OVERLAND PARK, Ks., April 30, 2020 – George Clinical, a global scientifically-backed clinical research organization, is collaborating with Saint Luke’s Mid America Heart Institute on a new study which will explore whether dapagliflozin (an SGLT inhibitor) can prevent disease progression in patients hospitalized with COVID-19 and at high risk for complications due to pre-existing cardio metabolic risk factors. The study will include 900 patients globally with approximately half of those coming from the United States and the remainder from other countries with high prevalence of COVID-19.
Informed consent can be captured via virtual signing, camera phone imagery and witnessing to ensure social distancing and reduce risk of spreading of the virus among staff and patients. Remote clinical site monitoring and continuous site personnel training will be in place in each country. Electronic data capture powered by collaboration between Protocol First and the George Clinical data sciences team delivered best-in-class technology enabling the rapid study start-up.
“The start-up of this study took less than three weeks, which is amazing for an international project of this magnitude,” stated George Clinical Chief Business Officer Sean Hart. “We were able to break down barriers showing strong global support and the kind of nimble mentality we all need to successfully manage research during this pandemic.”

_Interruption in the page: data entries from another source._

PR #1500, opened 2023-12-26
refactor: remove double-allocation for enum CST decode

Desdaemon:
## Changes

(CST) Remove `*mut Enum_Variant` and inflate functions in favor of `MaybeUninit`. This reduces 1-2 allocations per enum instantiation and should reduce binary size somewhat.

## Checklist

## Remark for PR creator

### DIFF
--- a/frb_codegen/src/library/codegen/generator/wire/rust/spec_generator/codec/cst/decoder/ty/enumeration.rs
+++ b/frb_codegen/src/library/codegen/generator/wire/rust/spec_generator/codec/cst/decoder/ty/enumeration.rs
@@ -1,15 +1,17 @@
 use crate::codegen::generator::acc::Acc;
 use crate::codegen::generator::misc::target::{Target, TargetOrCommon};
-use crate::codegen::generator::wire::rust::spec_generator::extern_func::{ExternClass, ExternClassMode, ExternFunc};
+use crate::codegen::generator::wire::rust::spec_generator::extern_func::{ExternClass, ExternClassMode};
 use crate::codegen::generator::wire::rust::spec_generator::output_code::WireRustOutputCode;
 use crate::codegen::generator::wire::rust::spec_generator::codec::cst::base::*;
 use crate::codegen::generator::wire::rust::spec_generator::codec::cst::decoder::ty::WireRustCodecCstGeneratorDecoderTrait;
-use crate::codegen::ir::field::IrField;
+use crate::codegen::ir::ident::IrIdent;
 use crate::codegen::ir::ty::enumeration::{IrEnum, IrEnumMode, IrVariant, IrVariantKind};
-use crate::codegen::ir::ty::IrType;
+use crate::codegen::ir::ty::structure::IrStruct;
 use itertools::Itertools;
 use crate::codegen::generator::wire::rust::spec_generator::codec::cst::decoder::impl_new_with_nullptr::generate_impl_new_with_nullptr_code_block;
 use crate::codegen::generator::wire::rust::spec_generator::codec::cst::decoder::misc::rust_wire_type_add_prefix_or_js_value;
+
+const NIL_FIELD: &str = "nil__";
 
 impl<'a> WireRustCodecCstGeneratorDecoderTrait for EnumRefWireRustCodecCstGenerator<'a> {
     fn generate_decoder_class(&self) -> Option<WireRustOutputCode> {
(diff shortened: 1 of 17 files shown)


frb_example/flutter_via_create/rust/src/frb_generated.io.rs
```diff
@@ -68,7 +68,7 @@ pub extern "C" fn cst_new_list_prim_u_8(len: i32) -> *mut wire_cst_list_prim_u_8
 }
 
 #[repr(C)]
-#[derive(Clone)]
+#[derive(Clone, Copy)]
 pub struct wire_cst_list_prim_u_8 {
     ptr: *mut u8,
     len: i32,
```
fzyzcjy, line 74: nit: I am a bit worried - should we make this Copy? Since it contains raw pointers, and copying it may unwantedly make more references than we realize.

frb_codegen/src/library/codegen/generator/wire/rust/spec_generator/codec/cst/decoder/ty/enumeration.rs
```diff
@@ -93,21 +96,12 @@ impl<'a> WireRustCodecCstGeneratorDecoderTrait for EnumRefWireRustCodecCstGenera
...
-            .iter()
-            .filter_map(|variant| self.generate_impl_new_with_nullptr_variant(variant))
-            .collect_vec();
-
         Some(WireRustOutputCode {
             body: generate_impl_new_with_nullptr_code_block(
                 self.ir.clone(),
                 self.context,
-                "Self { tag: -1, kind: core::ptr::null_mut() }",
+                "Self { tag: -1, kind: core::mem::MaybeUninit::uninit() }",
```
fzyzcjy, line 103: nit: currently, it seems that we use MaybeUninit + union. What if we do not use MaybeUninit and only use a union with one extra case. For example:

```
kind: MaybeUninit<SthKind>

pub union SthKind {
  apple: *mut Apple,
  orange: *mut Orange,
}
```

change to

```
kind: SthKind

pub union SthKind {
  nothing: (), // <--- And we init the union to this variant
  apple: *mut Apple,
  orange: *mut Orange,
}
```

fzyzcjy:
Great optimization! Just two nits (discussions).

frb_example/flutter_via_create/rust/src/frb_generated.io.rs
Desdaemon: This was a consequence of requiring Clone on structs, which means that MaybeUninit<T> requires T to be Copy. If we aren't using Clone for anything we could remove both.

fzyzcjy: I see. Then maybe we can avoid MaybeUninit below?

frb_codegen/src/library/codegen/generator/wire/rust/spec_generator/codec/cst/decoder/ty/enumeration.rs
Desdaemon: I think that would be similar to `MaybeUninit::zeroed()` so it would just be a stylistic choice, up to you. In fact this is how MaybeUninit is defined as well.

fzyzcjy: > In fact this is how MaybeUninit is defined as well.

Totally agree - that's why I have this proposal ;)

> I think that would be similar to MaybeUninit::zeroed() so it would just be a stylistic choice, up to you. 

I personally want to avoid adding those Copy, thus removing MaybeUninit looks a bit helpful

frb_example/flutter_via_create/rust/src/frb_generated.io.rs
Desdaemon: I checked back and it's not so simple, it seems that the Clone derive requires every union field to implement Copy which is stronger than a union's usual requirement of either ManuallyDrop or Copy.

I also tried removing both derives but we do have some functions that require Clone, so we're at an impasse. I think it's actually fine to implement Copy for both, since until they have been deserialized they are still packs of pointers and numbers which are trivially copyable without loss of safety; the real unsafety of pointers is at the point of dereferencing.

fzyzcjy: So, if I understand correctly, this means that, Copy is needed even without the usage of MaybeUninit?

If so, maybe we have to use Copy.

Desdaemon: Here's the [playground](https://play.rust-lang.org/?version=stable&mode=debug&edition=2021&gist=a064bde04abb0b443100b00651d7dc78) for the issue, but yes the only way for a union to implement Clone is to also implement Copy.

frb_example/pure_dart/rust/src/frb_generated.io.rs
```diff
@@ -39040,2127 +36229,2117 @@ pub struct wire_cst_exotic_optionals_twin_sync_sse {
...
     tag: i32,
-    kind: *mut SpeedTwinRustAsyncKind,
+    kind: SpeedTwinRustAsyncKind,
 }
 #[repr(C)]
+#[derive(Clone, Copy)]
 pub union SpeedTwinRustAsyncKind {
-    Unknown: *mut wire_cst_SpeedTwinRustAsync_Unknown,
-    GPS: *mut wire_cst_SpeedTwinRustAsync_GPS,
+    GPS: core::mem::ManuallyDrop<wire_cst_SpeedTwinRustAsync_GPS>,
```
fzyzcjy, line 37890: nit: Curious why do ManuallyDrop? We do not seem to generate drop functions manually, so will we have memory leaks?

fzyzcjy (commented):
LGTM! Just one nit about ManuallyDrop

frb_example/pure_dart/rust/src/frb_generated.io.rs
Desdaemon: Actually this is (was) a requirement for union fields that I briefly mentioned earlier, that they must be either Copy or wrapped in ManuallyDrop. And they are all Copy now so we can remove this.

fzyzcjy:
(I will review after a sleep, roughly 8 hours later - with a brief look this LGTM and ready to merge :) )

fzyzcjy (approved):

Mikhail Kosiborod, MD, a cardiologist at Saint Luke’s Mid America Heart Institute and Vice President of Research at Saint Luke’s Health System, is principal investigator of the study referred to as DARE-19. Since patients with pre-existing health conditions are at greater risk for moderate to severe complications from SARS-CoV-2 infection, studies that evaluate potential protective measures are critical for both individual and public health outcomes during a time of pandemic.
“A study focusing on hospitalized patients who are at higher risk for severe disease due to pre-existing cardio metabolic disease offers us the path to better understand what treatments protect the body during infection and assist them in their overall battle with the SARS–COV- 2 virus,” said Chief Medical Officer Maria Ali of George Clinical.
This study targets countries with the current highest level of COVID-19 load on their healthcare systems. Study enrollment has begun in the Kansas City metropolitan area at Saint Luke’s Hospital of Kansas City and other multiple other hospitals around the nation. The Kansas City area is also home to the U.S. headquarters of George Clinical.
“The fact that we could progress from concept to ‘first patient in’ within 30 days is remarkable,” said Global Project Director Emily Akin. “I also want to acknowledge a high level of support from governmental regulatory agencies and local ethics committees whom helped move the study into recruitment.”
The partnership between Saint Luke’s and George Clinical, along with a key pharmaceutical industry partner, uses cutting-edge technology which accomplishes investigator training, study initiation virtually and remote monitoring techniques. George Clinical scientific leadership, operational infrastructure and data science teams are actively advising stakeholders on numerous potential COVID-19 vaccine and treatment studies.
About George Clinical
George Clinical is a leading global clinical research organization founded in Asia-Pacific driven by scientific expertise and operational excellence. With 20 years of experience and more than 300 people managing 38 geographical locations throughout the USA, Asia-Pacific region and Europe, George Clinical provides the full range of clinical trial services to biopharmaceutical, medical device, and diagnostic customers, for all trial phases, registration and post-marketing trials.